User-friendly short URL aliases with words or emojis

First off, I’m not talking about quicklinks or SEO of URL paths on a site you’re in control of, but shorter aliases for third-party addresses. As far as I can see there are several major reasons why one would want to use such a service:

  • limited display space (e.g. on Twitter)
  • manual input (copied from a slide show, TV screen, print-out …)
  • aural transmission (phone conversation …)
  • memorization
  • traffic analytics and tracking (“benefit” on aliases, not of shortening)

The three bullet points in the middle are UX issues. Most popular services have a very short domain name (3 to 5 letters overall plus a single dot), but they vary in their choice (alphabet) and hence number (base) of available characters and in the length of the path string.

The alphabet is usually one of these:

  1. lowercase latin letters abcdefghijklmnopqrstuvwxyz – 26
  2. uppercase latin letters ABCDEFGHIJKLMNOPQRSTUVWXYZ – 26
  3. international decimal digits 0123456789 – 10
  4. latin letters, #1 and #2 – 52
    • with confusable lI excluded – 50
    • with confusable lI aliasing each other – 51
  5. lowercase and digits, #1 and #3 – 36
    • with confusable l1 excluded – 34
    • with confusable l1 aliasing each other – 35
  6. letters and digits, #1, #2 and #3 – 62
    • with confusable lI1, O0, Z2, S5, G6 excluded – 51
    • with confusable lI1, O0, Z2, S5, G6 aliasing each other – 56

There’s some variety on which characters are considered confusable, e.g. one could add letters where both cases look a lot alike: cC, fF, kK, oO, pP, sS, uU, vV, wW, xX, yY, zZ, or limit it to just lI1 and O0. Anyhow, the number of unique short URLs is baselength. If the length is variable, a quick approximation is to increment the base by 1 and use the maximum length as exponent.

For instance, five alphanumeric characters (#6) make hundreds of millions of possible strings and so do nine digits (#3). Let’s assume we want that kind of entropy to limit the chance of seeing the wrong shortcut URL. Without training and trying hard, the human brain is good at remembering up to about seven chunks of information. Such chunks can be single arbitrary characters, but also simple numbers (e.g. 15, 200), words or pictures.

XKCD Password Strength comic comparing ‘Tr0ub4dor&3’ to ‘correct-horse-battery-staple’

Would it make sense for UX purposes to use a larger but known alphabet and a smaller number of chunks? Since chunks can be multiple characters, the length of the string and hence URL could be longer, though. I’m thinking of two to four of either …

  1. short common words from the a dictionary of hundreds of entries in the user’s language or just English, possibly with a single-character separator (e.g. -) between them, or
  2. Unicode emojis (with the server handling encoding and canonization issues, e.g. variation selectors, Fitzpatrick scale and ZWJ sequences) – there are more than 100 smiley, human and animal face emoji alone.
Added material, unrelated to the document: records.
PR #252, opened 2026-06-09
fix(extraction): select prompt from a per-call category, not shared instance state

### LINKED ISSUE #134: ExtractionStrategy.category is mutated on a shared strategy instance per call, racing under concurrent add()
## Required Information

**Describe the Bug:**

`_LocalEngine` reuses one `ExtractionStrategy` and sets `self._extraction.category = category` per call; `ExtractionStrategy.render` then reads `self.category` to choose the prompt (`seocho/query/strategy.py:391`, `:406`). Two concurrent `add()` calls on the same Session/engine race on the shared `category`, so one call can render with the other call's category and select the wrong prompt.

**Steps to Reproduce:**

1. Issue two concurrent `add()` calls with different `category` values on one client.
2. Prompt selection can be corrupted by the interleaving (a call renders with the other's category).

**Expected Behavior:**

Category is passed per call without shared mutable state, so concurrent calls do not interfere.

**Observed Behavior:**

Shared `category` mutation races across concurrent calls.

**Environment Details:**

- OS: macOS
- Python: 3.12

Suggested labels: bug

1wos:
## Problem

`_LocalEngine` reused one `ExtractionStrategy` and set `self._extraction.category = category` per call; `ExtractionStrategy.render` then read `self.category` to choose the prompt. Two concurrent `add()` calls on one Session/engine raced on the shared `category`, so one call could render with the other's category and select the wrong prompt. The same mutate-then-render pattern existed in the indexing extraction engine, the pipeline retry path, and the `extract` tool.

## Fix

`render()` reads an optional per-call `category` kwarg (`kwargs.get("category") or self.category`) and uses it for both the preset auto-select and the system-prompt cache key. Every call site now passes `category=category` instead of mutating the shared instance:

- `local_engine.py` `extract`
- `index/extraction_engine.py`
- `index/pipeline.py` retry render
- `tools.py` extract tool

No mutable cross-call state remains on the prompt path.

## Tests (`test_extraction_category_per_call.py`)

- `test_render_uses_per_call_category` — `render(category="Financials")` vs `"Legal"` select the matching presets (fails on `main`, which ignores the kwarg and uses `self.category`).
- `test_render_does_not_mutate_instance_category` — `self.category` is untouched.
- `test_concurrent_renders_do_not_cross_talk` — 16 threads × 50 renders with 4 categories, no cross-talk.

Closes #134.


tteon:

PR #256, opened 2026-06-09
feat(ontology): declare and enforce enum/range property constraints in SHACL

### LINKED ISSUE #128: enum and range constraints are declared but never enforced during indexing (validate_with_shacl ignores them)
## Required Information

**Describe the Bug:**

`to_shacl()` emits only `datatype` / `minCount` / `maxCount` / unique shapes (`seocho/ontology.py:962`+); it never emits `sh:in` (enum) or min/max (range). `validate_with_shacl`, the path `IndexingPipeline` calls, checks datatype and cardinality only. The `rules.py` engine defines `enum` and `range` rule kinds and `_validate_value` can enforce them, but the indexing validation path never consults inferred rules, so enum/range constraints declared on an ontology are silently unenforced when writing the graph.

**Steps to Reproduce:**

1. Declare a property with an enum (allowed value set) on the ontology.
2. Index text that yields an out-of-enum value.
3. The value is written with no validation error.

**Expected Behavior:**

enum and range constraints are enforced (or at least surfaced) during indexing validation.

**Observed Behavior:**

Only datatype and cardinality are checked; enum/range are ignored on the indexing path.

**Environment Details:**

- OS: macOS
- Python: 3.12

Suggested labels: bug

1wos:
## Problem

`to_shacl()` emitted only `datatype` / `minCount` / `maxCount` / unique shapes, and `validate_with_shacl` (the path `IndexingPipeline` calls) checked datatype and cardinality only. So an `enum` (allowed value set) or numeric range constraint on a property was **silently unenforced** when writing the graph. The `rules.py` engine can enforce enum/range, but only on the opt-in inferred-rules path (`enable_rule_constraints`), never on the always-on indexing validation.

## Fix

- Add `enum: Optional[List]` and `value_range: Optional[Tuple[float, float]]` to `Property`.
- Persist them through `to_dict` / `_from_dict` (YAML/JSON roundtrip).
- Emit `sh:in` / `sh:minInclusive` / `sh:maxInclusive` from `to_shacl`.
- Enforce both in `validate_with_shacl`: an out-of-set or out-of-range value now produces a validation error.

## Tests (`test_shacl_enum_range.py`)

- `to_shacl` emits `in` / `minInclusive` / `maxInclusive`.
- enum/range violations are reported; valid members pass.
- enum/range survive a `to_dict` → `from_dict` roundtrip.

The full `test_ontology.py` suite stays green; the enforcement tests fail on `main`.

Closes #128.


tteon:

PR #259, opened 2026-06-09
fix(graph): release Neo4jGraphStore driver via context manager and __del__

### LINKED ISSUE #135: Neo4jGraphStore opens a driver in __init__ that is never closed by the engine/session, leaking connection pools
## Required Information

**Describe the Bug:**

`Neo4jGraphStore` opens the driver in `__init__` (`seocho/store/graph.py:323`) and exposes `close()` (`:290`), but there is no `__del__`, no context-manager support, and neither `_LocalEngine` nor `Session.close()` call `graph_store.close()`. Each store therefore holds an open Neo4j driver connection pool for the process lifetime, so creating stores per request or per workspace leaks pools.

**Steps to Reproduce:**

1. Create several `Seocho` clients over the life of a process, each with its own `Neo4jGraphStore`, without manually calling `close()`.
2. Driver connection pools accumulate and are never released.

**Expected Behavior:**

The driver is closed when the store, engine, or session is closed (context manager or a cascading `close()`).

**Observed Behavior:**

Driver is opened in `__init__` and never auto-closed; pools leak.

**Environment Details:**

- OS: macOS
- Python: 3.12

Suggested labels: bug

1wos:
## Problem

`Neo4jGraphStore` opened the driver in `__init__` and exposed `close()`, but had no `__del__`, no context-manager support, and nothing (`_LocalEngine` / `Session.close()`) cascaded a `close()`. A store created per request or per workspace held its Neo4j driver connection pool for the whole process lifetime, leaking pools.

## Fix

- `__enter__`/`__exit__` → `with Neo4jGraphStore(...) as store:` releases the pool deterministically.
- a guarded `__del__` as a best-effort safety net for stores that go out of scope without an explicit `close()` (guarded because `__del__` can run during interpreter shutdown).
- `close()` is now idempotent so the explicit/`__exit__`/`__del__` paths cannot double-close the driver.

This is intentionally non-invasive: it does not auto-close a user-supplied store from `Session.close()` (the caller may still be using it), but gives deterministic (`with`) and safety-net (`__del__`) release.

## Tests (`test_neo4j_store_close.py`, fake `neo4j` module)

- context manager closes the driver exactly once (fails on `main`);
- `close()` is idempotent (fails on `main`, which closed twice);
- `__del__` closes as a safety net, and does not double-close after an explicit `close()`.

Closes #135.


tteon:

PR #260, opened 2026-06-09
fix(tracing): construct Opik client with batching=False to keep burst traces

### LINKED ISSUE #119: OpikBackend loses trace payloads under burst because opik.Opik() is created with default batching
## Required Information

**Describe the Bug:**

`OpikBackend` constructs its client as `opik.Opik(project_name=self._project)` (`seocho/tracing.py:133`) without `batching=False`. Opik's default asynchronous batching coalesces spans and flushes them in the background, and under a burst of short-lived traces, each created and immediately `end()`ed, which is exactly how `log_extraction` and `log_query` emit, the payloads are dropped before they flush. The traces then appear with a missing name, tags, or body, or do not appear at all. In our runs, logging N traces in quick succession persisted roughly 1 of N with the default client, versus N of N once the client was created with `batching=False`.

**Steps to Reproduce:**

1. Set `SEOCHO_TRACE_BACKEND=opik` with hosted Opik credentials.
2. Index several documents back to back, or run any loop that emits many `sdk.extraction` traces in quick succession.
3. Open the Opik project: a subset of the expected traces are missing, or arrive without name, tags, or payload.

**Expected Behavior:**

Every emitted trace is persisted. The backend either constructs the client with `batching=False`, or flushes after each span, or documents that callers must disable batching for burst workloads.

**Observed Behavior:**

Under burst emission most traces are silently lost, and only a fraction reach the project.

**Environment Details:**

- OS: macOS
- Python: 3.12
- Opik: cloud (`SEOCHO_TRACE_BACKEND=opik`, hosted)

---

## Optional Information

`flush()` exists on the backend (`seocho/tracing.py`, around line 166) but only runs from `disable_tracing()` and `close()`, not per span, so it does not help mid-burst. A caller-side workaround is to drive an `opik.Opik(batching=False)` client directly instead of relying on the SDK tracing path.

Suggested labels: bug

1wos:
## Problem

`OpikBackend` built its client as `opik.Opik(project_name=self._project)` with Opik's default async batching. Batching coalesces spans and flushes in the background, so a burst of short-lived traces — each created and immediately `end()`ed, exactly how `log_extraction`/`log_query` emit — was dropped before it flushed. In our runs only ~1 of N traces persisted with the default client, versus N of N with `batching=False`.

## Fix

Construct the client with `batching=False`.

## Tests (`test_opik_batching.py`, fake `opik` module)

Captures the `opik.Opik(...)` constructor kwargs and asserts `batching is False` (fails on `main`). Existing tracing/opik regression tests stay green.

> Note: touches the same `opik.Opik(...)` construction as #141 (PR #244); whichever merges first, the other is a trivial rebase.

Closes #119.


tteon:
Closing: fixed by other means. Main solved the dropped-burst-trace symptom by passing `end_time=` in the single `trace()` create call instead of create-then-`end()`, with a comment citing exactly this batching race (`src/seocho/tracing.py`). Merging `batching=False` on top would be a second mechanism for a symptom that no longer occurs.

PR #133, opened 2019-02-18
Uploading Files

kenjinp:
# Uploading Files

Implements the `NexusFile.create()` method from the SDK as a nice little drag-drop file uploader widget. 

upload files


src/shared/components/FileUpload/index.tsx
```diff
@@ -1,22 +1,43 @@
 import * as React from 'react';
 import { Upload, Icon, message, Switch } from 'antd';
-import { connect } from 'react-redux';
```
julienmachon: :pray: :bee:

PR #135, opened 2019-02-19
Meta data card

kenjinp:
#Meta Data Card
- displays useful info
- includes new types
- User Avatar (not so pretty yet)
- various error handling and bug fixes
screenshot 2019-02-19 at 12 57 30
screenshot 2019-02-19 at 12 57 34

### DIFF
--- a/src/shared/components/Footer/Footer.less
+++ b/src/shared/components/Footer/Footer.less
@@ -7,7 +7,7 @@
   width: 100%;
   bottom: 0;
   margin-top: 2em;
-  position: absolute;
+  // position: absolute;
   left: 0;
   padding: 0.5em;
   > .footerlet {
--- a/src/shared/components/Footer/Footer.less
+++ b/src/shared/components/Footer/Footer.less
@@ -7,7 +7,6 @@
   width: 100%;
   bottom: 0;
   margin-top: 2em;
-  // position: absolute;
   left: 0;
   padding: 0.5em;
   > .footerlet {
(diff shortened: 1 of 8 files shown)


src/shared/components/Footer/Footer.less
```diff
@@ -7,7 +7,7 @@
   width: 100%;
   bottom: 0;
   margin-top: 2em;
-  position: absolute;
+  // position: absolute;
```
mdupont: boo

src/shared/components/Resources/ResourceDetails.tsx
```diff
@@ -19,10 +20,7 @@ const ResourceDetails: React.FunctionComponent<ResourceViewProps> = props => {
     if (resource) {
       try {
         setFormBusy(true);
-        await resource.update({
-          context: resource.context,
-          ...value,
-        });
+        await resource.update(value);
```
julienmachon: This should be dispatching an action, rather than calling the SDK directly

src/shared/components/Resources/ResourceDetails.tsx
```diff
@@ -41,20 +39,33 @@ const ResourceDetails: React.FunctionComponent<ResourceViewProps> = props => {
       }
     }
   };
+  console.log(resource && { raw: resource.raw });
```
julienmachon: We really need to add that linter rule in place but in the meantime, I find it useful to go through my own file changes. These things are kind of easy to spot

src/shared/components/User/Avatar.tsx
```diff
@@ -0,0 +1,18 @@
+import * as React from 'react';
+import { Tooltip, Avatar } from 'antd';
+
+export interface AvatarProps {
+  createdBy: string;
+}
+
+const UserAvatar: React.FunctionComponent<AvatarProps> = props => {
+  const { createdBy } = props;
+  const [name] = createdBy.split('/').slice(-1);
```
julienmachon: This is confusing. `CreatedBy` is a string, how do we know we have a / in it?

PR #142, opened 2019-02-20
Replace bread crumb

julienmachon:
The goal is to replace the orgs and project landing pages that nobody likes (based on feedback, including ours).

The plan is to have an Org and Project selector in the header instead that will allow to both navigate and select items. The good news is that I make a Org selector Component when I started Nexus Web, so we just need to adapt it.

There are a few steps to get there but this PR includes:
- remove that breadcrumb as it is buggy and takes a lot of space in terms of code and API calls
- make space for the org/project selectors by moving the logo in the middle (like Trello a little)
- update org selector component style

Next, we need to:
- create the Project Selector component BlueBrain/nexus#458
- add both selectors to the Header and hook then to actions/state BlueBrain/nexus#459
- design new landing page BlueBrain/nexus#460
- remove old landing pages BlueBrain/nexus#461

This is how it looks like:
screenshot from 2019-02-20 11-50-19

screenshot from 2019-02-20 13-57-29
screenshot from 2019-02-20 13-57-44
screenshot from 2019-02-20 13-57-53


kenjinp:
yay!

Am I right that this would make more humane short URLs? Emojis (or other symbols) would also be more compact visually than alphabetic letters.

How would one decide which words or emojis to use for their alphabet?
I guess words should be well known and both easy (→ typos) and unambiguous to spell (e.g. not colo[u]r or fuchsia). They could even come from a limited subset (e.g. color names), which could reduce the chance of coincidental combinations that together have an unintended meaning (e.g. douche-bag). This also applies to emoji, where one should probably exclude newer ones and those that differ significantly between vendors. Emoji short URLs seem mostly appropriate where input with a soft keyboard or similar IME is anticipated (i.e. mobile phones and tablets) or provided (websites, apps).